Life and Death

Once again a day on the edge of life and death.


My Dad was short of breath and very weak today so he basically had two choices: live/fight, or to get some oxygen at home and quickly slip away from this life. Yet again, he chose to live. They admitted him to the hospital this evening, at the same time officially switching back to Home Health Care. They plan on keeping him at the hospital for just a couple days, to get fluids, blood work, breathing treatments, oxygen, antibiotics and whatever else they can do for him. And just tonight, the surgeon said he could put in a feeding tube (G tube) tomorrow morning, which my Dad has been considering. Since his recent surgery sites have healed wonderfully (answered prayers), my Dad feels like the feeding tube surgery and healing will go okay. He really needs a tube because it is so hard for him to swallow and take in enough fluids and nutrition. So we are praying for another smooth procedure and recovery. We continuously pray for a miracle.

Oh, but that’s not it. Of course not. It never is.

While at the hospital this evening, I also visited my Grandma (My Dad’s mom) on the floor below my Dad. Why do I have yet another family member in the hospital? Well, she fell and broke her hip last night. She had surgery today that went well, so we’re praying for her recovery too.

I don’t understand why my family can’t catch a break. Why do we have to continue to face nothing but heartache, pain, suffering, and troubles? Is there an end to this 2 year journey from Hell? Earlier today I just wanted to yell, run away, give up. Yet I was speechless and numb. Anger started to surface. I am angry that we can’t actually live. This thing we do each day is not called living. It’s called suffering. Why do I care to live if each day brings worse news? I am not suicidal, but I just am fed up with life. Enough is enough! Haven’t we had our share? How much can one family take? How much should we have to take? I thought we were well beyond our limit, but apparently not.

My Dad continues to fight for his life, only for us. He does anything and everything he can to see tomorrow. He is beyond courageous, strong, determined… more so than I can even grasp.
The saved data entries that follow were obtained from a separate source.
PR #191, opened 2019-04-11
[MRG] make transformer_from_metric more robust

### LINKED ISSUE #175: `transformer_from_metric` can return wrong results or nan
#### Description
Our strategy to compute `transformer_from_metric`can lead to wrong results: for instance, there is a bug in the following example:
-  the transformation matrix will have nans in it because some elements of the Mahalanobis matrix are negative.  In this case we should maybe put to zero some elements that are close to zero but a bit negative
- Also, in the particular case of the example, all the coeffs of the Mahalanobis matrix are at the same order of magnitude (1e-9, see below), so in fact its not really a diagonal matrix. It will not raise a nan or bug but still will lead to a wrong result because the matrix will be considered as a diagonal matrix. We should not just test the diagonal in absolute but we should probably test the diagonal *relatively* to the non-diagonal coefficients

#### Steps/Code to Reproduce

```python
from metric_learn import ITML
from sklearn.datasets import load_iris
from sklearn.utils import shuffle
from metric_learn import Constraints
from sklearn.utils import check_random_state
import numpy as np

SEED = 42

input_data, labels = load_iris(return_X_y=True)
X, y = shuffle(input_data, labels, random_state=SEED)
num_constraints = 50
constraints = Constraints(y)
pairs = (constraints
      .positive_negative_pairs(num_constraints, same_length=True,
                               random_state=check_random_state(SEED)))
c = np.vstack([np.column_stack(pairs[:2]), np.column_stack(pairs[2:])])
target = np.concatenate([np.ones(pairs[0].shape[0]),
                           - np.ones(pairs[0].shape[0])])
c, target = shuffle(c, target, random_state=SEED)

itml = ITML()
itml.fit(X[c], target)
print(itml.get_mahalanobis_matrix())
print(itml.predict(X[c]))
```

#### Expected Results
No error is thrown, the transformation matrix contains real values, and the result is not all -1

#### Actual Results
```ptb
/home/will/anaconda3/envs/py27sklearnmin/bin/python /home/will/.PyCharmCE2018.3/config/scratches/scratch_50.py
[[ nan  nan  nan  nan]
/home/will/Code/metric-learn/metric_learn/_util.py:346: RuntimeWarning: invalid value encountered in sqrt
 [ nan  nan  nan  nan]
  return np.sqrt(metric)
 [ nan  nan  nan  nan]
 [ nan  nan  nan  nan]]
/home/will/Code/metric-learn/metric_learn/base_metric.py:335: RuntimeWarning: invalid value encountered in greater_equal
  return 2 * (self.decision_function(pairs) >= - self.threshold_) - 1
[-1 -1 -1 -1 -1 -1 -1 -1 -1 -1 -1 -1 -1 -1 -1 -1 -1 -1 -1 -1 -1 -1 -1 -1 -1
 -1 -1 -1 -1 -1 -1 -1 -1 -1 -1 -1 -1 -1 -1 -1 -1 -1 -1 -1 -1 -1 -1 -1 -1 -1
 -1 -1 -1 -1 -1 -1 -1 -1 -1 -1 -1 -1 -1 -1 -1 -1 -1 -1 -1 -1 -1 -1 -1 -1 -1
 -1 -1 -1 -1 -1 -1 -1 -1 -1 -1 -1 -1 -1 -1 -1 -1 -1 -1 -1 -1 -1 -1 -1 -1 -1]
```

#### Versions
```
Linux-4.4.0-142-generic-x86_64-with-debian-stretch-sid
('Python', '2.7.15 |Anaconda, Inc.| (default, May  1 2018, 23:32:55) \n[GCC 7.2.0]')
('NumPy', '1.8.2')
('SciPy', '0.13.3')
('Scikit-Learn', '0.20.3')
('Metric-Learn', '0.4.0')
```

## Note: here is the Mahalanobis matrix that I got in debug mode: 

```
[[  1.79429787e-09   1.06777934e-09  -3.56650702e-09  -1.25100147e-09]
 [  1.06777933e-09   2.07953604e-09  -3.35935951e-09  -2.34694895e-09]
 [ -3.56650696e-09  -3.35935864e-09   8.69685077e-09   3.69865990e-09]
 [ -1.25100146e-09  -2.34694906e-09   3.69866011e-09   4.22204202e-09]]
```

## Note: here is our current implem of `transformer_from_metric`:
https://github.com/metric-learn/metric-learn/blob/bf5c7224cc7ad4c025e15b247a80e076b7f75062/metric_learn/_util.py#L345-L351

wdevazelhes:
Fixes #175 

This PR fixes the problem we had with `transformer_from_metric`, by checking if the matrix is diagonal depending on the relative gap between the maximum absolute value of the outer diagonal coeffs, and the minimum absolute value of the diagonal coefficients, rather than what was done before.

It is also more robust for detecting whether to use Cholesky or the eigendecomposition: instead of computing the determinant to check if the matrix is not definite, it tries to do Cholesky and if an error is returned it does the eigendecomposition. Indeed, maybe the determinant can be not null if there is a very small eigenvalue (`v`=1e-5) (that should be considered as null), but a lot of big eigenvalues (see one example in the test)

It also raises an error message when the input is not symmetric and a warning when switching from the Cholesky decomposition to the eigendecompostion if the Cholesky decomposition is not doable.

TODO:
- [x] to make a good test, check the value of `v` for which cholesky will fail, and from it build the example where the determinant is not "np.close" to zero

### DIFF
--- a/metric_learn/_util.py
+++ b/metric_learn/_util.py
@@ -335,10 +335,10 @@ def _check_sdp_from_eigen(w, tol=None):
   w : array-like, shape=(n_eigenvalues,)
     Eigenvalues to check for non semidefinite positiveness.
 
-  tol : float, optional
+  tol : positive `float`, optional
     Negative eigenvalues above - tol are considered zero. If
-    tol is None, and w are `metric`'s eigenvalues, and eps is the
-    epsilon value for datatype of w, then tol is set to w.max() * len(w) * eps.
+    tol is None, and eps is the epsilon value for datatype of w, then tol
+    is set to w.max() * len(w) * eps.
 
   See Also
   --------
@@ -347,33 +347,26 @@ def _check_sdp_from_eigen(w, tol=None):
   """
   if tol is None:
     tol = w.max() * len(w) * np.finfo(w.dtype).eps
-  if any(w[w < 0] < - tol):
+  assert tol >= 0, ValueError("tol should be positive.")
+  if any(w < - tol):
       raise ValueError("Matrix is not positive semidefinite (PSD).")
 
 
 def transformer_from_metric(metric, tol=None):
-  """Computes the transformation matrix from the Mahalanobis matrix.
+  """Returns the transformation matrix from the Mahalanobis matrix.
 
-  Since by definition the metric `M` is positive semi-definite (PSD), it
-  admits a Cholesky decomposition: L = cholesky(M).T. However, currently the
-  computation of the Cholesky decomposition used does not support
-  non-definite matrices. If the metric is not definite, this method will
-  return L = V.T w^( -1/2), with M = V*w*V.T being the eigenvector
-  decomposition of M with the eigenvalues in the diagonal matrix w and the
-  columns of V being the eigenvectors. If M is diagonal, this method will
-  just return its elementwise square root (since the diagonalization of
-  the matrix is itself).
+  Returns the transformation matrix from the Mahalanobis matrix, i.e. the
+  matrix L such that metric=L.T.dot(L).
 
   Parameters
   ----------
   metric : symmetric `np.ndarray`, shape=(d x d)
     The input metric, from which we want to extract a transformation matrix.
 
-  tol : positive float, optional
+  tol : positive `float`, optional
     Eigenvalues of `metric` between 0 and - tol are considered zero. If tol is
-    None, and w are `metric`'s eigenvalues, and eps is the epsilon value for
-    datatype of w, then tol is set to w.max() * len(w) * eps.
-
+    None, and w_max is `metric`'s largest eigenvalue, and eps is the epsilon
+    value for datatype of w, then tol is set to w_max * metric.shape[0] * eps.
 
   Returns
   -------
@@ -382,13 +375,21 @@ def transformer_from_metric(metric, tol=None):
   """
   if not np.allclose(metric, metric.T):
     raise ValueError("The input metric should be symmetric.")
+  # If M is diagonal, we will just return the elementwise square root:
   if np.array_equal(metric, np.diag(np.diag(metric))):
     _check_sdp_from_eigen(np.diag(metric), tol)
     return np.diag(np.sqrt(np.maximum(0, np.diag(metric))))
   else:
     try:
+      # if `M` is positive semi-definite, it will admit a Cholesky
+      # decomposition: L = cholesky(M).T
       return np.linalg.cholesky(metric).T
     except LinAlgError:
+      # However, currently np.linalg.cholesky does not support indefinite
+      # matrices. So if the latter does not work we will return L = V.T w^(
+      # -1/2), with M = V*w*V.T being the eigenvector decomposition of M with
+      # the eigenvalues in the diagonal matrix w and the columns of V being the
+      # eigenvectors.
       w, V = np.linalg.eigh(metric)
       _check_sdp_from_eigen(w, tol)
       return V.T * np.sqrt(np.maximum(0, w[:, None]))
--- a/metric_learn/_util.py
+++ b/metric_learn/_util.py
@@ -1,5 +1,7 @@
+import warnings
 import numpy as np
 import six
+from numpy.linalg import LinAlgError
 from sklearn.utils import check_array
 from sklearn.utils.validation import check_X_y
 from metric_learn.exceptions import PreprocessorError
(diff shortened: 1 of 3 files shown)


wdevazelhes:
Now that I think about it, maybe the warning is not a good thing to throw ? Maybe it would be better a verbose flag to decide whether to print the warning (which would not be anymore a warning but a regular print) ? What do you think ?

wdevazelhes:
I agree, I just pushed a more recent version that takes into account these remarks

metric_learn/_util.py
```diff
@@ -324,7 +326,32 @@ def check_collapsed_pairs(pairs):
...
+  level, with a default value of the tolerance depending on the eigenvalues.
+
+  Parameters
+  ----------
+  w : array-like, shape=(n_eigenvalues,)
+    Eigenvalues to check for non semidefinite positiveness.
+
+  tol : float, optional
+    Negative eigenvalues above - tol are considered zero. If
+    tol is None, and w are `metric`'s eigenvalues, and eps is the
```
bellet: "and w are `metric`'s eigenvalues" is not needed

metric_learn/_util.py
```diff
@@ -324,7 +326,32 @@ def check_collapsed_pairs(pairs):
...
+    epsilon value for datatype of w, then tol is set to w.max() * len(w) * eps.
+
+  See Also
+  --------
+  np.linalg.matrix_rank for more details on the choice of tolerance (the same
+    strategy is applied here)
+  """
+  if tol is None:
+    tol = w.max() * len(w) * np.finfo(w.dtype).eps
+  if any(w[w < 0] < - tol):
```
bellet: `w<0` not needed

metric_learn/_util.py
```diff
@@ -337,18 +364,34 @@ def transformer_from_metric(metric):
...
   the matrix is itself).
 
+  Parameters
+  ----------
+  metric : symmetric `np.ndarray`, shape=(d x d)
+    The input metric, from which we want to extract a transformation matrix.
+
+  tol : positive float, optional
+    Eigenvalues of `metric` between 0 and - tol are considered zero. If tol is
+    None, and w are `metric`'s eigenvalues, and eps is the epsilon value for
```
bellet: same as above

test/test_transformer_metric_conversion.py
```diff
@@ -76,6 +81,102 @@ def test_mlkr(self):
...
+
+  def test_non_psd_raises(self):
+    """Checks that a non PSD matrix (i.e. with negative eigenvalues) will
+    raise an error when passed to transformer_from_metric"""
+    rng = np.random.RandomState(42)
+    D = np.diag([1, 5, 3, 4.2, -4, -2, 1])
+    P = ortho_group.rvs(7, random_state=rng)
+    M = P.dot(D).dot(P.T)
+    with pytest.raises(ValueError) as raised_error:
+      transformer_from_metric(M)
```
bellet: here you could also easily test that the error is raised in the diagonal case, for instance when calling `transformer_from_metric(D)`

metric_learn/_util.py
bellet: although it actually prevents that anything is done in case the provided `tol` is negative (which is not supposed to be the case according to the docstring but is not checked)

metric_learn/_util.py
wdevazelhes: That's right, done

metric_learn/_util.py
wdevazelhes: That's right, I'll let it be w < - tol and add a quick test to check that tol is positive

metric_learn/_util.py
wdevazelhes: How to explain how the tolerance is set here then without talking about the eigenvalues ? Though maybe an explanation talking about the highest eigenvalue could be better ? Like:
```
    Eigenvalues of `metric` between 0 and - tol are considered zero. If tol is
    None, and w_max is `metric`'s largest eigenvalue, and eps is the epsilon
    value for datatype of w, then tol is set to w_max * metric.shape[0] * eps.
```

test/test_transformer_metric_conversion.py
wdevazelhes: I agree, will do

wdevazelhes:
Thanks for the review @bellet, I addressed all the comments, there's just this one that needs to be resolved

metric_learn/_util.py
bellet: nevermind, indeed here we need to mention eigenvalues
the suggested reformulation looks good

bellet:
LGTM!

PR #194, opened 2019-04-23
[MRG] Remove preprocessing the data for RCA

### LINKED ISSUE #125: Do we want to preprocess data within our algorithms?

wdevazelhes:
Fixes #125 

This PR removes the preprocessing of the data in the algorithms. 

TODO: 

- [x] when the uniformized init is merged #195, ensure that the ChangedBehaviorMessage explains that in some cases 'pca' init is not used as before, and in order to use it one should set the 'init' parameter --> done in #195
- [x] add a small test to test the newly changed warning for RCA when the inner covariance matrix is singular


metric_learn/rca.py
```diff
@@ -98,26 +96,24 @@ def fit(self, X, chunks):
...
     """
+    if self.pca_comps != 'deprecated':
+      warnings.warn('"pca_comps" parameter is not used.'
+                    ' It has been deprecated in version 0.5.0 and will be'
+                    'removed in 0.6.0', DeprecationWarning)
+
     X = self._prepare_inputs(X, ensure_min_samples=2)
 
     # PCA projection to remove noise and redundant information.
-    if self.pca_comps is not None:
```
wdevazelhes: It appears that the data preprocessing (either pca or centering), was done only at fit time, so then the fit and transform were not coherent. But now it will be. 
I'll add a `ChangedBehaviourWarning` though to ensure users know what happens

metric_learn/rca.py
```diff
@@ -98,26 +96,24 @@ def fit(self, X, chunks):
...
-      pca = decomposition.PCA(n_components=self.pca_comps)
-      X_t = pca.fit_transform(X)
-      M_pca = pca.components_
```
wdevazelhes: Note that this code was giving a PCA initialization at the same time, so for now we'll remove it, but I think I'll do the PR about initialization before merging this PR into master, and then we can merge it into this PR to keep the same possibility of initialization with PCA

bellet:
There is still a warning that mentions pca_comps to update. if the matrix is low-rank (due to high dimension compared to the number of points) , we can suggest the user to use a dimensionality reduction technique such as PCA as preprocessing. Unless we have a better idea

wdevazelhes:
I think this PR is ready to merge as soon as the initialization PR is merged (#195)

wdevazelhes:
@bellet @perimosocordiae I guess this PR is ready to merge now

metric_learn/rca.py
```diff
@@ -105,25 +105,30 @@ def fit(self, X, chunks):
...
+
     X, chunks = self._prepare_inputs(X, chunks, ensure_min_samples=2)
 
-    # PCA projection to remove noise and redundant information.
-    if self.pca_comps is not None:
-      pca = decomposition.PCA(n_components=self.pca_comps)
-      X_t = pca.fit_transform(X)
-      M_pca = pca.components_
-    else:
-      X_t = X - X.mean(axis=0)
```
bellet: why is this centering step gone?

metric_learn/rca.py
```diff
@@ -105,25 +105,30 @@ def fit(self, X, chunks):
...
-      M_pca = None
+    warnings.warn("RCA will no longer be trained on a preprocessed version "
```
bellet: Do we need a ChangedBehaviorWarning? The default behavior was `pca_comps=None`
Maybe the information in this warning should rather go to the deprecation warning?

metric_learn/rca.py
wdevazelhes: I guess because we should remove any pre-processing step, but I agree I didn't talk about it at all, maybe we should keep the `ChangedBehaviorWarning` message below, but rather replace "no longer trained on a preprocessed version" by "no longer trained on centered data by default", and encourage to use a "StandardScaler" if needed ?

metric_learn/rca.py
wdevazelhes: see above

metric_learn/rca.py
bellet: Fair enough (I double-checked and this centering is not part of standard RCA)
Maybe keep ChangedBehaviorWarning but change to "no longer center the data before training RCA" (no need to mention scaler I think)
And in the deprecation warning, add the fact that PCA preprocessing should now be done by the user

Finally, have you checked the influence of removing the centering step on the examples?

bellet:
I think addressing https://github.com/metric-learn/metric-learn/pull/194#discussion_r292387277 and then we can merge

wdevazelhes:
> I think addressing [#194 (comment)](https://github.com/metric-learn/metric-learn/pull/194#discussion_r292387277) and then we can merge

Done, I'll just check quickly what it changes on iris for instance, as you recommended for check-proof

wdevazelhes:
So I guess we're OK to merge now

God, we’re ready for that miracle.

Short update

Wow.. it’s tense around here.


Wait, that’s an understatement.

Yesterday I got very stressed out and thankfully I had to the chance to get away and go fishing/hang out with Ryan. I decided it will be better to do Zumba on Thursday night this week.
The atmosphere can change in a matter of seconds around here.

We are fighting death. We are fighting against what the world/medical field says. We are not letting go or giving up. It is a tough battle that not just my Dad is fighting. If I start to age quickly, go gray, or something of the sort, you know why.
We switched from Home Health Care to Hospice last week and now we are going to switch back. Hospice’s philosophy is to make the patient comfortable and allow the natural process of death to occur and that is against our philosophy.
My Dad has an newly developed infection and has to get his chemo port removed and a catheter put in the other side. Pray that the minor procedure goes just fine.

Just wanted to let you know I’m alive. I’m too drained to write anymore.